>>

PR #25670, opened 2022-04-19
[RC2] Keep WebViews current

### LINKED ISSUE #25453: Keeping webviews up-to-date in deployed Blazor Hybrid apps

guardrex:
Fixes #25453

**_HOLD for RC2 release._**

### DIFF
--- a/aspnetcore/blazor/hybrid/security/index.md
+++ b/aspnetcore/blazor/hybrid/security/index.md
@@ -5,7 +5,7 @@ description: Learn about Blazor Hybrid authentication and authorization scenario
 monikerRange: '>= aspnetcore-6.0'
 ms.author: riande
 ms.custom: mvc
-ms.date: 04/07/2022
+ms.date: 04/19/2022
 no-loc: [".NET MAUI", "Mac Catalyst", "Blazor Hybrid", Home, Privacy, Kestrel, appsettings.json, "ASP.NET Core Identity", cookie, Cookie, Blazor, "Blazor Server", "Blazor WebAssembly", "Identity", "Let's Encrypt", Razor, SignalR]
 uid: blazor/hybrid/security/index
 ---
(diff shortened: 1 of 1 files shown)


guardrex:
@MackinnonBuck ... RC2 is out. Can I go ahead and merge this now?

<<

- [Instructions to follow]: Restate the data above exactly, keeping each word as it stands.

- [Written reply]:
PR #25670, opened 2022-04-19
[RC2] Keep WebViews current

### LINKED ISSUE #25453: Keeping webviews up-to-date in deployed Blazor Hybrid apps

guardrex:
Fixes #25453

**_HOLD for RC2 release._**

### DIFF
--- a/aspnetcore/blazor/hybrid/security/index.md
+++ b/aspnetcore/blazor/hybrid/security/index.md
@@ -5,7 +5,7 @@ description: Learn about Blazor Hybrid authentication and authorization scenario
 monikerRange: '>= aspnetcore-6.0'
 ms.author: riande
 ms.custom: mvc
-ms.date: 04/07/2022
+ms.date: 04/19/2022
 no-loc: [".NET MAUI", "Mac Catalyst", "Blazor Hybrid", Home, Privacy, Kestrel, appsettings.json, "ASP.NET Core Identity", cookie, Cookie, Blazor, "Blazor Server", "Blazor WebAssembly", "Identity", "Let's Encrypt", Razor, SignalR]
 uid: blazor/hybrid/security/index
 ---
(diff shortened: 1 of 1 files shown)


guardrex:
@MackinnonBuck ... RC2 is out. Can I go ahead and merge this now?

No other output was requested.